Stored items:
%%

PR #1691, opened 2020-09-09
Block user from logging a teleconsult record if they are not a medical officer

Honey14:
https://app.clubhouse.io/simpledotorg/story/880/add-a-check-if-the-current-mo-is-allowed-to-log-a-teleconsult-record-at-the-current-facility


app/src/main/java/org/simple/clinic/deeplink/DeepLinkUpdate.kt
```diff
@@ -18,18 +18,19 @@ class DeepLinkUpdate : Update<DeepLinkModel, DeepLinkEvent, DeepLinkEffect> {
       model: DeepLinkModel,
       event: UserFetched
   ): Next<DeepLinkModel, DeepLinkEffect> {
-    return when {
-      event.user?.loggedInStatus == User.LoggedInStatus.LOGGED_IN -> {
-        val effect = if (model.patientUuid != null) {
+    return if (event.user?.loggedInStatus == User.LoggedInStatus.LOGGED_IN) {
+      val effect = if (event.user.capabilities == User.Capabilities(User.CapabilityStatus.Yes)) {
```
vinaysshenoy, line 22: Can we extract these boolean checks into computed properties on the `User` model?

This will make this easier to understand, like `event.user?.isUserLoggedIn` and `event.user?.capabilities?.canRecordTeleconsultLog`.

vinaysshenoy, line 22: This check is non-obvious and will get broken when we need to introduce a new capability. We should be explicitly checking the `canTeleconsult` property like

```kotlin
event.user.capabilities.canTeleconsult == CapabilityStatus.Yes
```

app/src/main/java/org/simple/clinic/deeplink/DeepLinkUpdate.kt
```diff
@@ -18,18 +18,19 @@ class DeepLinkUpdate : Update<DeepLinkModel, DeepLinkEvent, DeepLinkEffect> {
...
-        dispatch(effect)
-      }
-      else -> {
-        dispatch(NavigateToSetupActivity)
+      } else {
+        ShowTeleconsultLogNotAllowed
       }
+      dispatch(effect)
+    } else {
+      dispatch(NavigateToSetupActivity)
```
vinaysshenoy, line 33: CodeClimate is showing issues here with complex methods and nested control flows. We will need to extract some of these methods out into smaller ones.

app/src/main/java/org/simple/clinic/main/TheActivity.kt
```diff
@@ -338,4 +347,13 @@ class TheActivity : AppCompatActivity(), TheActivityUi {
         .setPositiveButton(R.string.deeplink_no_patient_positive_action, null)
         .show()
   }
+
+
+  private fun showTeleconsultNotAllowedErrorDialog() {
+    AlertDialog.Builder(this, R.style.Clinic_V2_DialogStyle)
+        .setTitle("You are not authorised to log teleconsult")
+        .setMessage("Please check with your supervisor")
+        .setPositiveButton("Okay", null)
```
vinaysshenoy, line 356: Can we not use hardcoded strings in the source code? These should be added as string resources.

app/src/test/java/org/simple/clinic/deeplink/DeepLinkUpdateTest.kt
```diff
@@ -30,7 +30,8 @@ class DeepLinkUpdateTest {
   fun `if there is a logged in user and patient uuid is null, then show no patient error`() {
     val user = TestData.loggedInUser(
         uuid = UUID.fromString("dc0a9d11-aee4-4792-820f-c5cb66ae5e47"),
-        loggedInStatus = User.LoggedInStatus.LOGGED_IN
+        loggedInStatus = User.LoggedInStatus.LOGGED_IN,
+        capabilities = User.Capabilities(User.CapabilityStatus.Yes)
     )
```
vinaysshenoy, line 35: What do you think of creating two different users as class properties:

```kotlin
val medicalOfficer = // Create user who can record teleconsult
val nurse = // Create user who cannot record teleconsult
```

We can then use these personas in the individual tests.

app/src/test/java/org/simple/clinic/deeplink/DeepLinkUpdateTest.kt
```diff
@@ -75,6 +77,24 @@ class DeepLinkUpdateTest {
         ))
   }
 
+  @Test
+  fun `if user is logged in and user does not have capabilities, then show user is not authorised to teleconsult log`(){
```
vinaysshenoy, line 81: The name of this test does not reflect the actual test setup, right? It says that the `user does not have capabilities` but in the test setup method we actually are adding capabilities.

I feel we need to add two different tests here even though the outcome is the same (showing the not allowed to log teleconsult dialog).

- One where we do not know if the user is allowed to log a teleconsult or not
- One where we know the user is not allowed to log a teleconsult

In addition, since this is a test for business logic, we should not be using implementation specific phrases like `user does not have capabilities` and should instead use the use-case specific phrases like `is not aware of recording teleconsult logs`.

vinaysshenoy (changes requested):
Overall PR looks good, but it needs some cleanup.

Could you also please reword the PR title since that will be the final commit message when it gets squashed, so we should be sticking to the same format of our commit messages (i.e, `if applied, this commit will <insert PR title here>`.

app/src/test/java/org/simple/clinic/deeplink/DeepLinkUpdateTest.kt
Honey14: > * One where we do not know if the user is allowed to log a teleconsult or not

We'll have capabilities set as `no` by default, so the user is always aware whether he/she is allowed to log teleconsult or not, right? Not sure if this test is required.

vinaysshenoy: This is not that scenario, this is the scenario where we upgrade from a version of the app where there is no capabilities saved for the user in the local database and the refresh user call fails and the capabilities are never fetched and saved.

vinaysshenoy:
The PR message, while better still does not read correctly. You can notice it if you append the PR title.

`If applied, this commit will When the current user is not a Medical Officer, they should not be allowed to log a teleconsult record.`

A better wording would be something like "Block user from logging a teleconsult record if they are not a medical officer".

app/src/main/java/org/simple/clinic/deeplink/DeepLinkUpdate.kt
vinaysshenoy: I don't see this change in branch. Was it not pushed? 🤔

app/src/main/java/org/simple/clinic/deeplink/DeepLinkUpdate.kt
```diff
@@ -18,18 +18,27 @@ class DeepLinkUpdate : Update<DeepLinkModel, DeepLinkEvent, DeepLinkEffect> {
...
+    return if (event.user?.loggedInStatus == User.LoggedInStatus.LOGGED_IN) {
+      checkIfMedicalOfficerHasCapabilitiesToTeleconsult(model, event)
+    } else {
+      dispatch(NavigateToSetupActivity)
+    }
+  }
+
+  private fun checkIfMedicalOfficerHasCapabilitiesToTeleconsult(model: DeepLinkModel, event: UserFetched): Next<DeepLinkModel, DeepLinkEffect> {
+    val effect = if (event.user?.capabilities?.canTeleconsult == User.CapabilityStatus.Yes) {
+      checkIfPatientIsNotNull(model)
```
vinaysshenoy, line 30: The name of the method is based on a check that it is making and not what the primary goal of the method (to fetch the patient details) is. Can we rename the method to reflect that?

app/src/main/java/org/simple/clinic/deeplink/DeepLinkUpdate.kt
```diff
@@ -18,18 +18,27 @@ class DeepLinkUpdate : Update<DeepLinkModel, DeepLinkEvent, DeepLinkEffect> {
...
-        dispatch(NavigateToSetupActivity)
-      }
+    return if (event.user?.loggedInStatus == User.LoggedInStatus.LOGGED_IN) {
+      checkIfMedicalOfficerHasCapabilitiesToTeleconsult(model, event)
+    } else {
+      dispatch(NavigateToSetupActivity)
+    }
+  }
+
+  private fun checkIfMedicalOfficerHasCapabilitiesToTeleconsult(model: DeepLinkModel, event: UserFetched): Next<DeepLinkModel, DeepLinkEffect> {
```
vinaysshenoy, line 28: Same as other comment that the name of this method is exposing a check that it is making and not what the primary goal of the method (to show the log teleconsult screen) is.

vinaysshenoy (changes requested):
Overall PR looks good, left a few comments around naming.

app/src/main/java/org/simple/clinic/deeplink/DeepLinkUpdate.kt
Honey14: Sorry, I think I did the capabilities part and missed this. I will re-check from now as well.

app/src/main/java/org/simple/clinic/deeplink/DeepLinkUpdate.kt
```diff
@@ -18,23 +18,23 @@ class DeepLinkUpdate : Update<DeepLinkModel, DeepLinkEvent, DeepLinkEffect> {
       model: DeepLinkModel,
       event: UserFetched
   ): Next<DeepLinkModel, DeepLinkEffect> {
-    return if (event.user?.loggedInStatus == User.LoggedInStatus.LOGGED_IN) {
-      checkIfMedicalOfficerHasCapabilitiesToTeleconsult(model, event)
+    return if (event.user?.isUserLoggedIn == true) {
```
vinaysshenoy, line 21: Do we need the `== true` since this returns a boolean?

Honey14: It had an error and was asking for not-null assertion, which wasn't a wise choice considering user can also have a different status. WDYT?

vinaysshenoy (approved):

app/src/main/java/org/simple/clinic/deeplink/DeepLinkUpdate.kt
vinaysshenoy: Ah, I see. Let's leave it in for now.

%%

__EXERCISE DETAILS__. Output only an exact transcription of the lines above from the one with "We can then" up to and including the one with "- One where we know".

__YOUR SOLUTION__.
We can then use these personas in the individual tests.

app/src/test/java/org/simple/clinic/deeplink/DeepLinkUpdateTest.kt
```diff
@@ -75,6 +77,24 @@ class DeepLinkUpdateTest {
         ))
   }
 
+  @Test
+  fun `if user is logged in and user does not have capabilities, then show user is not authorised to teleconsult log`(){
```
vinaysshenoy, line 81: The name of this test does not reflect the actual test setup, right? It says that the `user does not have capabilities` but in the test setup method we actually are adding capabilities.

I feel we need to add two different tests here even though the outcome is the same (showing the not allowed to log teleconsult dialog).

- One where we do not know if the user is allowed to log a teleconsult or not
- One where we know the user is not allowed to log a teleconsult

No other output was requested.